PR #2775, opened 2025-01-07
migrate from poetry to uv

bruno-fs:
poetry 2 was recently released and it can use the now standardized
"project" section to add package metadata and declare dependencies
(PEP-621), while, alternatively, still supports its old
tool.poetry.dependency section. This prompted us to adapt pyproject.toml
to this change. During the update process we noticed poetry 2 still uses
its old tool.poetry.dev.dependencies to handle dev dependencies instead
of the now standardized dependency-group.dev (PEP-735).

uv, however, already adopted both standards. 

Besides that, uv is extremely FAST when it comes to dependency resolution and installation.
This, paired with the recent update of pybuild-deps, greatly accelerate `make lock-requirements` and `make update-requirements`.

To give you a taste of the performance, this is how long `make update-requirements` took on my system **with a warm cache**:
- before this PR: 86 seconds
- with this PR: 10 seconds

Its sibling target, `make lock-requirements`, is even faster (6 seconds in my machine 💻)!

### MIGRATING TO UV
Before checking out to this branch, destroy your poetry environment
```
poetry env remove --all
```
Then...
1. Install uv (see https://docs.astral.sh/uv/getting-started/installation/#installation-methods).

2. Optionally install python 3.13 with uv
```
uv python install 3.13
```
3. Finally, create the uv virtual environment
```
uv sync
```
4. Configure your IDE python interpreter to point to the output of `uv run which python`.


nicolearagao (approved):
went through the steps, everything works as intended.

mirekdlugosz (approved):

abellotti:
just tried it with a brew installed uv on macos 15.3.2 👍

abellotti (approved):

----------

Search the material above for "dependency". Copy each line that has it.

Exercise response:
tool.poetry.dependency section. This prompted us to adapt pyproject.toml
of the now standardized dependency-group.dev (PEP-735).
Besides that, uv is extremely FAST when it comes to dependency resolution and installation.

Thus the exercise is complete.